Collected data entries

######

PR #1762, opened 2026-09-11
fix(host-runtime): keep the OpenAI listener alive across accept errors

### LINKED ISSUE #1703: [Bug] `serve --join` nodes silently drop the `:9338` OpenAI API listener over time while still gossiping `state:serving`
**mesh-llm 0.76.0-rc6.** On headless `serve --join` nodes, the OpenAI-compatible API listener on the configured `--port` (9338) stops accepting after some uptime, while the process otherwise keeps running — console `:3131`, the skippy runtime, and mesh gossip all stay alive and the node **keeps advertising `state:serving`**. Peers therefore keep routing to a node whose API is dead, and every routed request records `unavailable`. The mesh **creator** (`serve` *without* `--join`) does not exhibit this — its listener stays bound.

## Observed (reproduced on 3 independent joined nodes)

Same rc6 binary on 2 Linux + 1 macOS joiner; all three lost `:9338` over a few hours while the creator kept it.

- `curl 127.0.0.1:9338/v1/...` on the joiner → connection refused; the local console chat path returns `502 "Cannot reach LLM server"`, and mesh-routed completions to the peer fail.
- `/api/status` on the same node still reports `llama_ready: true`, the model `ready`, and `state: serving`. Only console `:3131` and the ephemeral skippy runtime port remain bound — `:9338` is gone.
- **`kill -TERM` + relaunch with the identical cmdline re-binds `:9338` and it serves again** — for a while, then can recur.

Startup (joiner) logs show the expected handoff:
```
Bootstrap proxy handing off to full API proxy
api ready at http://127.0.0.1:9338
```
…and hours later `:9338` is connection-refused.

## Where it appears to originate

`bind_api_proxy_listener` (host-runtime `network/openai/ingress.rs`) owns the `:9338` `TcpListener`. It looks like the long-lived API-proxy task returns/exits after the bootstrap→full-API-proxy handoff on the `serve --join` path and is **not restarted**, so the listener drops. The creator path keeps its proxy alive, which is why the creator works and joiners don't. I have not pinned the exact exit condition in source — flagging it for a maintainer who knows that task's lifecycle.

## Secondary issue (independent of the above, and clearer)

`NodeState::Serving` is derived from model/instance state (`runtime_data/collector.rs`; `InstanceLifecycleState::Serving` in `runtime/startup_handles.rs`), **not** from `:9338` reachability. So a node whose API listener has died still gossips `serving`, and the mesh keeps routing to it → traffic black-holes as `unavailable` instead of failing fast. Tying the advertised serving state to API-proxy reachability (or de-advertising `serving` when `:9338` stops accepting) would surface a dead node immediately.

## Impact

On a mesh of joiners, generation silently migrates to whichever node still has a live `:9338` (in our case only the creator), while `/api/status` everywhere still says `serving`. It's easy to miss because nothing crashes.

## Suggested directions

1. Supervise/restart the API-proxy task (or keep its listener alive) on the `serve --join` path — the primary fix.
2. Make the advertised `Serving` state reflect `:9338` reachability, so peers stop routing to a node with a dead API surface. A watchdog that de-advertises on `:9338` loss is a reasonable stopgap.

Happy to share more of the run.log timeline or `/api/status` snapshots if useful.

ndizazzo:
Closes #1703

Second PR in the 0.76.1 bugfix stack. Base is #1760, so the diff to review is the second commit.

## Original problem

Joined nodes lost the `:9338` OpenAI listener after hours of uptime. The process stayed up, `:3131`, the skippy runtime, and mesh gossip all kept working, and `/api/status` still reported `llama_ready: true` and `state: serving`, so peers kept routing to a node whose API surface no longer accepted anything. Every routed request recorded `unavailable`. Restarting with the identical command line re-bound the port.

## Diagnostics

`api_proxy` in `network/openai/ingress.rs` treated every accept error as fatal:

```rust
let (tcp_stream, _addr) = match listener.accept().await {
    Ok(r) => r,
    Err(_) => break,
};
```

`break` returns from `api_proxy`, which drops the `TcpListener` it owns. `spawn_run_auto_api_proxy` keeps the `JoinHandle` in `serving_surface.rs` but nothing ever awaits it, so the task ending is invisible and the port stays gone for the rest of the process's life. The error was discarded, which is why hours of logs say nothing about the moment it happened.

That is the only path in the ingress code that ends with a live process and a dead `:9338`, and it matches every detail of the report: no crash, no log line, console and gossip unaffected, and a restart fixing it. I have not caught the originating accept error on a live node, so I would not claim the specific errno yet. `EMFILE` on a busy joiner is the obvious candidate, and the creator holding fewer inbound connections than a joiner fits the creator never losing its listener.

`bootstrap_proxy`, a few lines below, already used `Err(_) => continue`, which is another sign the `break` was an oversight rather than a decision.

## Fix

Neither loop gives its listener up. A new `network/openai/accept.rs` classifies the error into `Retry` or `Backoff`, with no variant that stops the loop, because a bound listener stays valid across every error `accept` reports: the errors describe one connection or a momentary shortage of host resources, never the listening socket.

Per-connection failures (`ConnectionAborted`, `ConnectionReset`, `Interrupted`, `WouldBlock`) retry immediately and stay quiet, since clients abort mid-handshake routinely. Everything else backs off 100ms and logs a warning with the port, the surface, and the error. That keeps the loop from spinning on descriptor exhaustion, and it means the next occurrence leaves evidence instead of a silently missing port. `bootstrap_proxy` already continued, but it spun on repeated errors; it uses the same path now.

## Tests

Four unit tests on the classifier in `accept.rs`, including one asserting that no error kind produces a fatal outcome, which is the invariant that broke. `descriptor_exhaustion_backs_off_instead_of_spinning` uses a real `EMFILE` so the `Uncategorized` kind it arrives as is covered explicitly.

`cargo test -p mesh-llm-host-runtime` on carrack: 3042 passed, 4 failed. The same 4 fail on the unmodified base branch in the same checkout, so they are pre-existing and environmental, not from this change.

## Not in this PR

The issue's second suggestion, deriving the advertised `Serving` state from `:9338` reachability, is not here. It is a good idea and it is defense in depth against any other way the listener could die, but it changes when every node in a mesh advertises itself, and a mistake there de-advertises healthy nodes. It wants its own change and its own multi-node testing rather than riding along with a five-line accept-loop fix. Happy to open it as a follow-up if we want it in 0.76.1.

## Summary by CodeRabbit

* **Bug Fixes**
  * OpenAI ingress listeners now recover from connection-accept errors instead of stopping unexpectedly.
  * Temporary failures retry immediately, while resource-exhaustion errors use bounded backoff.
  * Recovery attempts now provide warning logs and avoid excessively rapid retries.

### DIFF
--- a/crates/mesh-llm-host-runtime/src/network/openai/accept.rs
+++ b/crates/mesh-llm-host-runtime/src/network/openai/accept.rs
@@ -1,0 +1,102 @@
+//! Accept-loop error handling for the OpenAI ingress listeners.
+//!
+//! A bound `TcpListener` stays valid across every error `accept` can report:
+//! the errors describe one connection or a momentary shortage of host
+//! resources, never the listening socket itself. So an accept loop has no
+//! reason to ever give the listener up, and #1703 is what happens when it
+//! does. A joined node's `:9338` listener disappeared after hours of uptime
+//! while the process, the console, and mesh gossip all kept running, so peers
+//! went on routing to an API surface that no longer accepted anything.
+
+use std::io;
+use std::time::Duration;
+
+/// How long to wait before accepting again after an error that is not a
+/// plain per-connection failure. Short enough that a node recovers promptly
+/// once file descriptors free up, long enough that the loop does not spin.
+const ACCEPT_BACKOFF: Duration = Duration::from_millis(100);
+
+/// What an accept loop should do after `accept` returns an error.
+///
+/// There is deliberately no variant that stops the loop.
+#[derive(Debug, Clone, Copy, PartialEq, Eq)]
+pub(crate) enum AcceptRecovery {
+    /// One inbound connection failed. The next accept can run immediately and
+    /// is not worth logging: clients abort mid-handshake all the time.
+    Retry,
+    /// Anything else, which in practice means host resource pressure such as
+    /// a per-process descriptor limit. Wait before accepting again.
+    Backoff(Duration),
+}
+
+/// Classifies an accept error. Every input produces a recovery, by design.
+pub(crate) fn recover_from_accept_error(error: &io::Error) -> AcceptRecovery {
+    match error.kind() {
+        io::ErrorKind::ConnectionAborted
+        | io::ErrorKind::ConnectionReset
+        | io::ErrorKind::Interrupted
+        | io::ErrorKind::WouldBlock => AcceptRecovery::Retry,
+        _ => AcceptRecovery::Backoff(ACCEPT_BACKOFF),
+    }
+}
+
+#[cfg(test)]
+mod tests {
+    use super::*;
+
+    fn error(kind: io::ErrorKind) -> io::Error {
+        io::Error::new(kind, "accept failed")
+    }
+
+    #[test]
+    fn aborted_connections_retry_immediately() {
+        for kind in [
+            io::ErrorKind::ConnectionAborted,
+            io::ErrorKind::ConnectionReset,
+            io::ErrorKind::Interrupted,
+            io::ErrorKind::WouldBlock,
+        ] {
+            assert_eq!(
+                recover_from_accept_error(&error(kind)),
+                AcceptRecovery::Retry,
+                "{kind:?} is a per-connection failure"
+            );
+        }
+    }
+
+    #[test]
+    fn descriptor_exhaustion_backs_off_instead_of_spinning() {
+        // EMFILE is the error a long-running node hits first, and it has no
+        // stable ErrorKind, so it arrives as Uncategorized.
+        let emfile = io::Error::from_raw_os_error(libc::EMFILE);
+
+        assert_eq!(
+            recover_from_accept_error(&emfile),
+            AcceptRecovery::Backoff(ACCEPT_BACKOFF)
+        );
+    }
+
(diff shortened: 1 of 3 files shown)


i386 (approved):

- Core claim is sound: a bound `TcpListener` stays valid across every `accept` error — errors describe a connection or momentary host resource pressure, never the listening socket. The old `Err(_) => break` in `api_proxy` is exactly how #1703 silently killed :9338 while gossip kept advertising the node.
- `AcceptRecovery` with no stop variant encodes the right invariant at the type level.
- 100ms bounded backoff for EMFILE/ENFILE-style pressure (which arrive as `Uncategorized`/Other, correctly not retried instantly) avoids both spinning and long blackouts. Logging on backoff but not on per-connection resets is the right noise level.
- Both ingress loops (`api_proxy` and `bootstrap_proxy`) fixed; tests cover kind classification, raw EMFILE, and backoff bounds.

Non-blocking: under sustained EMFILE the loop now logs a warning every 100ms. Fine for a point release; if it ever gets noisy in practice, rate-limiting the warn is a trivial follow-up.

i386 (approved):

PR #1764, opened 2026-09-11
fix(ci): bound llama canary repair stalls

### LINKED ISSUE #1757: llama-upstream-canary: wedged agent repair loop burns 11.5h before any timeout fires; one runner starves the lane
## Summary

The `llama-upstream-canary` lane wedged for **11.5 hours** and required a manual cancel. The useful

######

→ **Problem description**
Gather and copy every line of the data in which the string "next" is found.

→ **Solution for this exercise**
Per-connection failures (`ConnectionAborted`, `ConnectionReset`, `Interrupted`, `WouldBlock`) retry immediately and stay quiet, since clients abort mid-handshake routinely. Everything else backs off 100ms and logs a warning with the port, the surface, and the error. That keeps the loop from spinning on descriptor exhaustion, and it means the next occurrence leaves evidence instead of a silently missing port. `bootstrap_proxy` already continued, but it spun on repeated errors; it uses the same path now.
+    /// One inbound connection failed. The next accept can run immediately and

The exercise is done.